The Jewish Encyclopedia (1906) calls it certain that the blessing of Moses is of later date than the kernel of Jacob's blessing. While in the latter Simeon and Levi (compare Genesis 34) are censured on account of their sin and are threatened with dispersion in Israel (Gen. 49:5-7), the blessing of Moses does not mention Simeon at all; and in it Levi appears as the tribe of priests, although not yet assured of the sacerdotal office, nor respected for holding it. Rather he meets with persecutions, and these probably from the persons who dispute his right to the priesthood (Deuteronomy 33:8ff). While in Jacob's blessing Reuben is threatened with the loss of his birthright, the wish is expressed in the other blessing: "May Reuben live, and not die; and may not his men be few." This is a clear indication that Reuben before this time had sunk into a state of absolute insignificance. And while again the passage on Joseph in the one designates a period in which this tribe successfully defended itself against its enemies, the corresponding passage in the other (Gen. 49:22ff) points to a time when Ephraim maintained his power undiminished and defeated his enemies on all sides: "His [Joseph's] glory is like the firstling of his bullock, and his horns are like the horns of unicorns: with them he shall push the people together to the ends of the earth" (Deut. 33:17). This verse certainly refers to a later time than the Syrian wars under Ahab. It more probably refers to the time of Jeroboam II, who was more successful than any of his predecessors in defeating Israel's enemies. It is likely that the passage on Gad alludes to the same period, in which this tribe successfully withstood the Syrians.

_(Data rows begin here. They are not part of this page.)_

PR #104, opened 2018-09-23
Fix misc. doc typos

luzpaz:
Found via `codespell -q 3 -L te,ot,nd,ue`


philippjfr:
Thanks for these fixes, however fixing typos in the built docs won't make much of a difference since it will simply be rebuilt when the docs are rebuilt. The fixes have to be applied to the ipynb files.

ceball:
@luzpaz, thanks for trying :) It's unfortunate to miss out on these spelling fixes, so if you were able to figure out a way to do the spell checking on the source .ipynb files, that would be great...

August Dillmann's statement (in his Commentary on Numbers and Deuteronomy, p. 415) that the blessing of Judah points to the period immediately after the separation of the two kingdoms is "hardly correct" (JE). He bases his opinion on the fact that the praise of Levi and Benjamin, together with what is said about Judah and Joseph, could apply only to this period. Steuernagel suggests that the allusion might be to the victory of the Edomites (II Kings 14:7), which perhaps put a stop to the distress caused Judah by Edom. Perhaps, also, the allusion might be to the situation described in II Kings 12:18ff. At all events, without stretching a point, such passages as those on Benjamin and Levi may be assumed to refer to the beginning of the eighth century BC, and the passage on Joseph hardly presupposes the period of Jeroboam I. Hence Reuss (Geschichte der Heiligen Schriften des Alten Testaments, p. 213), Cornill ("Einleitung in das Alte Testament," p. 72), and others are justified in considering the blessing of Moses to have originated in the eighth century BC. In any case, none of the verses indicates the authorship of Moses; this tradition is not implied in any feature of the blessing itself, and is merely referred to in the introductory and closing verses (31:30, 32:44a), which are intended to furnish a setting to the poem and to establish the connection between its various sections.